DIRECTIONS FOR THIS TASK:
Write out the entries, please, from the line containing "mohamed82008: When sampling" through their final line, exactly and with nothing else.

AVAILABLE RECORDS:
####################

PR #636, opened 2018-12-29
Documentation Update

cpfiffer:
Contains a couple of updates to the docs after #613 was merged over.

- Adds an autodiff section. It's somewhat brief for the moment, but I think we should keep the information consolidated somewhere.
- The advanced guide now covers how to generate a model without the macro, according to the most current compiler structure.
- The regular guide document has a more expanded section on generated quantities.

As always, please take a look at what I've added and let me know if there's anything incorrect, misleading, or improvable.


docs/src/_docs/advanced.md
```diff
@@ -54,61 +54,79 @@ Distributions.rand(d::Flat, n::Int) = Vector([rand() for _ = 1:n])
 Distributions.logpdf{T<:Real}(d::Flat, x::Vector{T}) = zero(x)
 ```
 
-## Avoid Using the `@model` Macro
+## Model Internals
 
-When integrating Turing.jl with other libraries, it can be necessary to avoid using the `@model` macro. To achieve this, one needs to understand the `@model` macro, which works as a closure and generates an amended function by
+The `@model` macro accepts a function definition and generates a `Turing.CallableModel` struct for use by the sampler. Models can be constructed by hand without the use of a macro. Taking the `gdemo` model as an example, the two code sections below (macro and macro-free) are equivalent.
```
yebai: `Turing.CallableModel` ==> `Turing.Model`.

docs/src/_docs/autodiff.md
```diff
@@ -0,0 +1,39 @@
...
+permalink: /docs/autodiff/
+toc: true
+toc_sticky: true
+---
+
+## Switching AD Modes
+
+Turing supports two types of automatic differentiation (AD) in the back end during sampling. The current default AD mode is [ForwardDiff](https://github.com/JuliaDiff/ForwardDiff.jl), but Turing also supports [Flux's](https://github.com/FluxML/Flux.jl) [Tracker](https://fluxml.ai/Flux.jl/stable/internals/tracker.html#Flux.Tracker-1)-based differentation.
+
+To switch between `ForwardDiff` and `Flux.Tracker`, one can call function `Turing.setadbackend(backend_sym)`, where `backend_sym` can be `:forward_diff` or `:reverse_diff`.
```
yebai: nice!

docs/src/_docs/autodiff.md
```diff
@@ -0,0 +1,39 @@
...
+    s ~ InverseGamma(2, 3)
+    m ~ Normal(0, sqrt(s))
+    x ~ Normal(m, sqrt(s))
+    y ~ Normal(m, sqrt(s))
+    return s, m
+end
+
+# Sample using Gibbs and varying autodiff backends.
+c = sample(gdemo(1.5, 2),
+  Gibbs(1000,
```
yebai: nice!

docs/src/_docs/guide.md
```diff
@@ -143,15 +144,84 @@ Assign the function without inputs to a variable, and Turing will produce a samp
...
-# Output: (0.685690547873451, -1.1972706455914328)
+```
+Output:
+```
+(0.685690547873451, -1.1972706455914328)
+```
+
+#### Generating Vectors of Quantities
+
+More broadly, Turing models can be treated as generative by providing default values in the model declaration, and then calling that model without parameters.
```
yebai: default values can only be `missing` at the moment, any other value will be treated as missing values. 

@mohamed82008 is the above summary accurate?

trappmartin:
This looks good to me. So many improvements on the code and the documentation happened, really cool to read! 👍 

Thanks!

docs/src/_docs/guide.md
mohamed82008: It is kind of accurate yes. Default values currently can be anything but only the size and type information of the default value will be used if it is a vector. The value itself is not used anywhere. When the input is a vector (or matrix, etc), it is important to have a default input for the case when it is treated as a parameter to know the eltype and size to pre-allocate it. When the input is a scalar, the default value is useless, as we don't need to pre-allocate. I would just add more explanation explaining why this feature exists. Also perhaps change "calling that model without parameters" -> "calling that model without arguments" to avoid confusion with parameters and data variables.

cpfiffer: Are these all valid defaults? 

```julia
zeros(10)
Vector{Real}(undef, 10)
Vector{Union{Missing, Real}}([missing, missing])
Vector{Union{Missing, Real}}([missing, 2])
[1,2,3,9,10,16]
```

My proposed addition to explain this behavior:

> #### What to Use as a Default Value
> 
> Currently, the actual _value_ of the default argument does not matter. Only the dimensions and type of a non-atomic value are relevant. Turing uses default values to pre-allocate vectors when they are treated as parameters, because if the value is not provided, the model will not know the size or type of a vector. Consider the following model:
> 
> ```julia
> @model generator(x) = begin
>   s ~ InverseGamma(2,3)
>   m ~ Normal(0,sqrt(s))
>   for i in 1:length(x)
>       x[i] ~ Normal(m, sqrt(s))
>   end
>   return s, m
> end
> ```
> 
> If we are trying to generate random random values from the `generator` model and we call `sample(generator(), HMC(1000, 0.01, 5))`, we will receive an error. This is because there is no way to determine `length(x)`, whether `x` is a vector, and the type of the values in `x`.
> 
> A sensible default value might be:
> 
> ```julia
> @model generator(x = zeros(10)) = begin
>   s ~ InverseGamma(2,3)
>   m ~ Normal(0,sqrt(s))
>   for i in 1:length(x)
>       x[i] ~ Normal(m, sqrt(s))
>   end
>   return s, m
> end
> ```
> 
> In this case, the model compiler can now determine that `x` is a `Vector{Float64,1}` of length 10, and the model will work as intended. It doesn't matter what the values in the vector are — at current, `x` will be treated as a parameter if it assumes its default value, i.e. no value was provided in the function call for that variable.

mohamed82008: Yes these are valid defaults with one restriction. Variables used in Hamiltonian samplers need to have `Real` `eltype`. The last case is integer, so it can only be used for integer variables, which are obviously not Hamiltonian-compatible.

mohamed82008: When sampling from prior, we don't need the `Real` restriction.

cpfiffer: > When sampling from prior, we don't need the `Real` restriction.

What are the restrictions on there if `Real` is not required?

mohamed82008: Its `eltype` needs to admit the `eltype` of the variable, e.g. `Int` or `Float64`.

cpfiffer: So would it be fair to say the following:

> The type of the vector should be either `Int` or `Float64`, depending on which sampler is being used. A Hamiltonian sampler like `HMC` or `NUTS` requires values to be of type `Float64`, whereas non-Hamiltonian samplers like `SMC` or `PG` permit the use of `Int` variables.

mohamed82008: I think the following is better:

####################

YOUR SOLUTION:
mohamed82008: When sampling from prior, we don't need the `Real` restriction.

cpfiffer: > When sampling from prior, we don't need the `Real` restriction.

What are the restrictions on there if `Real` is not required?

mohamed82008: Its `eltype` needs to admit the `eltype` of the variable, e.g. `Int` or `Float64`.

cpfiffer: So would it be fair to say the following:

> The type of the vector should be either `Int` or `Float64`, depending on which sampler is being used. A Hamiltonian sampler like `HMC` or `NUTS` requires values to be of type `Float64`, whereas non-Hamiltonian samplers like `SMC` or `PG` permit the use of `Int` variables.

mohamed82008: I think the following is better:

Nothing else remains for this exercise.